The right of the parties to stipulate that other contingencies would also prevent such a right from ripening into an absolute one seems so clear and elemental that further discussion seems useless.
But passing to the next clause, it provides that in consideration of the rights and emoluments therein granted appellant, he agrees that “he will devote his time, energy and ability to the promotion of the interest of the general agent and of the company as contemplated by the contract, and further agrees to all of the requirements and provisions of this contract. ’ ’
Yet, after having terminated the contract and ceased devoting his time, etc., to the interest of appellees as contemplated by the contract, as he had the right to do, he claims that the provisions for commissions shall remain in force thereafter, despite an express provision to the contrary, upon the theory his right to commissions on renewal premiums not yet due or payable is made absolute by the contract and not contingent upon his continuing to serve his employers until such premiums are actually collected by them, or by him as their agent, as by another clause they had the right to require him to do.
“It is hereby mutually agreed that as full compensation for such service and work and expenses in connection therewith, agent (appellant) shall be entitled to and shall receive (except as otherwise provided in this contract) commissions as per the following schedule.”
Then follows the schedule under which appellant claims a vested right in and to commissions as therein provided, although accruing after his termination of the contract, and without reference to the clause providing in such event all his rights under the contract shall cease.
As the very clause which fixes his commissions expressly states they are to be due and paid to him as therein fixed “except as otherwise provided in this contract,” it is obvious that his right thereto is not absolute but subject to any contingencies or limitations found elsewhere in the contract, among which are those providing he shall continue to act as agent as contemplated by the contract until the premiums, of which his commissions are a part, are actually collected by his employers or by him as their agent, if they elect to require such service of him, when such premiums become due and payable.

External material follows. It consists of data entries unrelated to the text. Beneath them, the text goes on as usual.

PR #1429, opened 2026-09-09
feat(connectors): add ConnectorDetailsPanel with auth key update

Niranjan-J-Joshi:
# Summary

This PR adds a **Connector Details** side panel to the Connectors page.

Users can view connector information and update authentication keys
### New: ConnectorDetailsPanel

Added a slide-in side panel that supports two modes:

#### View Mode

Shows the connector's:

- Connection details
- Location
- Authentication details
- Connected services

The information is displayed based on the connector metadata and provider schema.

#### Update Key Mode

Opens the panel directly on the authentication form.

This mode is opened from the **Update key** option in the connector's overflow menu.

Other features include:

- Uses the existing provider parameter schema when available, so no extra API call is needed.
- Inline validation for authentication fields.
- Loading state while saving.
- Success message that automatically disappears.
- Error banner with errors highlighted on the relevant fields.
- Skeleton loading state while connector details are being fetched.
- Error state when connector details cannot be loaded.
- Uses the Carbon `SidePanel` with slide-in behavior and no overlay.

## Updated: DataSourceConnectorsTable

Updated the connectors table to support the new panel and connector actions.

- Added `OPEN_DETAILS_PANEL` and `CLOSE_DETAILS_PANEL` actions to the table reducer.
- **Update key** now opens the Connector Details panel in `update-key` mode.

## API & Types

Added the following API endpoints:

- `fetchDataSourceById`
  - `GET /datasources/:id`
- `updateDataSourceAuth`
  - `PUT /datasources/:id`

Added these types to `api.types.ts`:

- `DataSourceDetailResponse`
- `ConnectorApplication`
- `UpdateDataSourceAuthRequest`

## Refactor

- Moved `calculateUptime` from `applications.api.ts` to `@/utils/time.ts`.
- `applications.api.ts` still re-exports `calculateUptime` to keep existing imports working.


ui/catalog/src/utils/time.ts
```diff
@@ -0,0 +1,31 @@
...
+  } else if (totalMinutes > 0) {
+    const mins = totalSeconds % 60 > 0 ? totalMinutes + 1 : totalMinutes;
+    return mins === 1 ? "1 minute" : `${mins} minutes`;
+  } else {
+    return totalSeconds === 1
+      ? "1 second"
+      : totalSeconds > 0
+        ? `${totalSeconds} seconds`
+        : "Just now";
+  }
```
ryanmarc: This rounds up rather than to the nearest unit, and because it triggers on any non-zero remainder it fires nearly every time. I ran the function as-is under node:
```
61 seconds ago    -> "2 minutes"
1 hour 30 min ago -> "2 hours"
25 hours ago      -> "2 days"
30 days 1h ago    -> "31 days"
```
It is also inconsistent with itself: 23 hours gives "23 hours" but 25 hours gives "2 days". I think you want the plain floored values here (totalDays, totalHours, totalMinutes without the + 1), which is the usual meaning of uptime.

Separately, an unparseable createdAt gives NaN for every comparison and lands on "Just now", which looks identical to a brand new connector. A Number.isNaN(diffMs) guard returning "Unknown" would make that distinguishable.

ui/catalog/src/components/ConnectorDetailsPanel/ConnectorDetailsPanel.tsx
```diff
@@ -0,0 +1,674 @@
...
+        dispatch({ type: PANEL_ACTION_TYPES.FETCH_SUCCESS, payload: data });
+      })
+      .catch((err: unknown) => {
+        const msg =
+          err instanceof Error
+            ? err.message
+            : "Failed to load connector details";
+        dispatch({ type: PANEL_ACTION_TYPES.FETCH_FAILURE, payload: msg });
+      });
+  }, [open, connectorId]);
```
ryanmarc, line 113: This effect has no cleanup, so responses can land out of order. Open connector A, click connector B before A returns, and if A resolves second the panel renders A's details while connectorId is B. handleSave would then PUT to B's endpoint with fields built from A's schema.

The same-shaped fix that useConnectorDropdownItems (from #1421) already uses:
```
let cancelled = false;
fetchDataSourceById(connectorId)
  .then((data) => { if (!cancelled) dispatch({ type: FETCH_SUCCESS, payload: data }); })
  .catch((err) => { if (!cancelled) dispatch({ type: FETCH_FAILURE, payload: msg }); });
return () => { cancelled = true; };
```

ryanmarc (changes requested):

ui/catalog/src/components/ConnectorDetailsPanel/ConnectorDetailsPanel.tsx
Niranjan-J-Joshi: Fixed. Added the cancelled flag with the same pattern used in useConnectorDropdownItems

ui/catalog/src/utils/time.ts
Niranjan-J-Joshi: Fixed both issues: removed the +1 rounding logic and added the Number.isNaN(diffMs) guard to return "Unknown" for invalid timestamps.

Since we’re not displaying decimal values like 1 hour 4 mins, the output will now be:

61 seconds ago → "1 minute"
1 hour 30 minutes ago → "1 hour"
25 hours ago → "1 day"
30 days 1 hour ago → "30 days"

ui/catalog/src/components/ConnectorDetailsPanel/ConnectorDetailsPanel.tsx
```diff
@@ -0,0 +1,684 @@
...
+            className={styles.inlineNotification}
+          />
+        )}
+
+        {/* View mode — "Update key" button; disabled when connector is offline */}
+        {authSectionState.kind === "button" && (
+          <Button
+            kind="tertiary"
+            size="sm"
+            disabled={state.detail?.status === "offline"}
```
ryanmarc: The backend only has two statuses (connector.go:13-14: connected, offline), and the sync job sets offline on any failed check including [AUTH]. So status !== "connected" at line 370 and status === "offline" here are the same condition: whenever the "Invalid key credentials" notification shows, this button is disabled, and the overflow menu item in CellRenderers.tsx:63 is disabled by the same rule. There is then no way in the UI to fix a rejected key, even though PUT /datasources/:id re-tests and flips the connector back to connected on success.

ryanmarc (changes requested):

ui/catalog/src/components/ConnectorDetailsPanel/ConnectorDetailsPanel.tsx
Niranjan-J-Joshi: I followed the Figma design and the Figma dev notes specified disabling “Update key” when the status is Offline, but this also blocks users from fixing failures. Should I keep “Update key” enabled even when the connector is Offline?

image

ryanmarc (approved):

The whole argument that these plain provisions shall be disregarded is based upon the contention that a marginal note in the schedule of commissions refers only to provisions on the second page of the contract and not to the third page thereof where the so-called forfeiture clause is found, despite the fact that the note reads:
“Except as modified by ‘graduated schedule of renewal commissions’ on the second page of, and except as otherwise provided by this contract.”
It therefore seems perfectly clear from these provisions alone that the so-called forfeiture clause states but a contingency attached to or a limitation upon plaintiff’s right to renewal commissions, and that it is not, therefore, a provision for forfeiture of a vested right therein, which view is but strengthened by many other provisions in the contract and by the contract considered as a whole, as well as by the cases from this and other courts on the subject. Andrews v. Travelers’ Ins. Co., 24 Ky. L. R. 844, 70 S. W. 43; Castleman v. Southern
As the judgment of the lower court is in accordance with these views, it is affirmed.